BenignGranulomatousCancer mimicICD-10 L92.0

Granuloma annulare

GA; localised / generalised / perforating / subcutaneous granuloma annulare

Granuloma annulare is a benign granulomatous dermatosis presenting most commonly as skin-coloured to pink-violaceous annular papules and plaques on the dorsal hands, feet and elbows. It is a frequent differential / biopsy target in skin-oncology clinic — annular plaques are interpreted as superficial BCC, dermatofibroma, cutaneous sarcoidosis or even mycosis fungoides. Four main variants are recognised — localised, generalised, perforating, and subcutaneous. Most cases self-resolve over months to years; generalised disease may be associated with hyperlipidaemia and (more weakly) diabetes mellitus.

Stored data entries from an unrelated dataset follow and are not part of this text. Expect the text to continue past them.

PR #2254, opened 2021-06-21
Classifier: add image placeholder for Multi Frame Viewer

### LINKED ISSUE #2221: Transcription Task "Fan Lines" bug
## Fan Lines appearing
When leaving/returning to the classify page, if in-progress transcription isn't submitted the volunteer-drawn underline markings will all gather together in the upper left corner of the image and 'fan out'. 

## To Reproduce
1. Go to https://www.zooniverse.org/projects/humphrydavy/davy-notebooks-project/classify/workflow/18575
2. Start a classification
3. Click on the project home page link
4. Click on the workflow and return to the classify page

NB: this also works if you log out of your account mid-classification, start a classification while not logged-in and log into your account mid-classification, or press the 'back' button on your browser mid-classification & return to the classify page.

project number 9006
workflow number 18575

## Expected behavior
Honestly, I'm not entirely sure what I would expect here from navigating away & returning. Seems to me like a good use case for the "Are you sure you want to leave?" prompt, though I'm less sure of the expected sign-in behavior -- I don't think I would expect classification data to persist, but am also unsure if we support that for other projects (e.g. I can see a user forgetting to log in, getting halfway through a transcription and realizing it, and wanting to sign in so that the page will be in their Recents).

## Screenshots
['fan' bug + console images](https://imgur.com/a/OmNWD8t)
NB these screenshots were taken after generating the bug through mid-classification sign-out.

 - OS: macOS Catalina
 - Browser Chrome 90

## Additional context
[Talk thread](https://www.zooniverse.org/projects/humphrydavy/davy-notebooks-project/talk/2586/2013546) with original report

shaunanoordin:
## PR Overview

packages: code change in `lib-classifier`, but can only be tested on `app-project`
Fixes #2221
Follows #2241 

This PR is a follow up to 2241, which adds an image placeholder for the Single Image Viewer, to solve the issue of drawing components not fully working when the Classifier page is _re-visited after navigating away from it._

- The problem context and solution is the same, **just on different viewers.**
- This PR addresses the issue where the Davy Notebooks projects is STILL encountering the issue "solved" by 2241, since D-Notes (as the cool kids call it) is using an MF Viewer not an SI Viewer.

### Testing

BE SURE TO TEST THIS ON DAVY NOTEBOOKS

1. Bootstrap everything
2. Open the Classify Page of Davy Notebooks: http://localhost:3000/projects/humphrydavy/davy-notebooks-project/classify?env=production (this WF should be using Multi-Frame Viewer)
3. Draw some Transcription Lines, annotate some text, etc.
4. Navigate to the Project home page
5. Return to the Classify page by clicking on the 'Classify' link on the project nav
  - Expected: the Transcription Lines should _look_ correct. (Without this PR, the scale of the drag handles shift wildly since it defaults to a scale of 1.0 instead of calculating the size relative to the browser window)
  - Expected: you should be able to modify existing Transcription Lines by dragging their start/end handles
  - Expected: you should be able to delete existing T-Lines and draw new T-Lines.

### Status

WIP. TODO:

- update tests.
- update Stories.
- check that everything still works with multi-image subjects (while testing today, I've only seen D-Notes subjects with only 1 image.)

Tagging @snblickhan so she has eyes on this for D-Notes.

### DIFF
--- a/packages/lib-classifier/src/components/Classifier/components/SubjectViewer/components/MultiFrameViewer/MultiFrameViewer.stories.js
+++ b/packages/lib-classifier/src/components/Classifier/components/SubjectViewer/components/MultiFrameViewer/MultiFrameViewer.stories.js
@@ -10,6 +10,7 @@ import ImageToolbar from '../../../ImageToolbar'
 import SubjectViewerStore from '@store/SubjectViewerStore'
 import readme from './README.md'
 import backgrounds from '../../../../../../../.storybook/lib/backgrounds'
+import asyncStates from '@zooniverse/async-states'
 
 const config = {
   notes: {
@@ -88,6 +89,7 @@ storiesOf('Subject Viewers / MultiFrameViewer', module)
       <ViewerContext subject={subjectWithMore} theme={zooTheme} themeMode='light'>
         <Box>
           <DecoratedMultiFrameViewerContainer
+            loadingState={asyncStates.success}
             enableInteractionLayer={false}
             subject={subjectWithMore}
           />
@@ -101,6 +103,7 @@ storiesOf('Subject Viewers / MultiFrameViewer', module)
       <ViewerContext subject={subjectWithMore} theme={darkZooTheme} themeMode='dark'>
         <Box>
           <DecoratedMultiFrameViewerContainer
+            loadingState={asyncStates.success}
             enableInteractionLayer={false}
             subject={subjectWithMore}
           />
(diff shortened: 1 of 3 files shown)


eatyourgreens (commented):
Changes look good to me. I’ve opened #2255 because I think SVGContext can be provided in one place.

shaunanoordin:
## PR Update

Alright, this is ready! I've updated the tests and Storybook, so now just to wait for the automated tests to finish running. 👍

eatyourgreens (approved):
Looks good to me. At some point, the stories should be migrated away from `storiesOf`.

shaunanoordin:
Thanks Jim! 👍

CurrentLast reviewed 15 May 2026
Clinical image of Granuloma annulare
Granuloma annulare. Image sourced from DermNet New Zealand. Used under CC BY-NC-ND 4.0. No endorsement implied.

Clinical variants

  • Localised GA — commonest. Single or several annular skin-coloured / pink plaques on dorsal hands, feet, elbows; 1–5 cm. Typically self-resolves over 1–2 years.
  • Generalised GA — > 10 lesions distributed over trunk and extremities; often refractory; associations with hyperlipidaemia and diabetes are debated (modest in modern series).
  • Perforating GA — umbilicated or crusted papules with transepidermal elimination of necrobiotic collagen; hands.
  • Subcutaneous GA (pseudorheumatoid nodule) — children; firm subcutaneous nodules on pretibia, scalp, sacrum; can mimic rheumatoid nodule.
  • Patch GA — erythematous patches without obvious annular border; truncal; commonly misdiagnosed.

Dermoscopy

  • Pink-orange structureless background with peripheral linear / dotted vessels.
  • White / yellow structureless areas in older lesions.
  • Absence of pearly margin, arborising vessels and blue-grey nests argues against BCC.

Histology

  • Interstitial pattern — histiocytes between collagen bundles, focal mucin deposition (alcian blue +).
  • Palisading pattern — histiocytes around an area of necrobiotic collagen / mucin (classical pattern); fewer plasma cells than necrobiosis lipoidica.
  • Differential on histology — necrobiosis lipoidica (more diffuse necrobiosis, sclerosing change, plasma cells), sarcoidosis (no necrobiosis, naked granulomas), rheumatoid nodule (fibrinoid necrosis), foreign-body granuloma.

Systemic associations

  • Hyperlipidaemia — modest association in generalised GA; check lipid profile.
  • Diabetes mellitus — historical association now considered weaker than once thought; check FBG / HbA1c in atypical cases.
  • Thyroid disease — autoimmune.
  • HIV — generalised GA reported.
  • Malignancy — case reports of paraneoplastic GA with solid and haematological cancers; routine cancer workup not warranted without other clues.
  • Drugs — TNF-α inhibitors, ICI, anti-EGFR; consider drug-induced GA in temporal association.

Management

  • Localised disease — observation; potent topical corticosteroid; intralesional triamcinolone; cryotherapy.
  • Generalised disease — broader options:
    • Phototherapy — narrowband UVB or PUVA.
    • Hydroxychloroquine 200 mg twice daily.
    • Tetracyclines (minocycline, doxycycline) combined with topical steroid.
    • Methotrexate, ciclosporin, fumarates in refractory.
    • TNF-α inhibitors / biologics — limited evidence.
  • Reassurance about benign nature is often the most useful intervention; self-resolution is the rule.

References

  1. Piette EW, Rosenbach M. Granuloma annulare — clinical and histologic variants, epidemiology and update on therapy. J Am Acad Dermatol; 2016.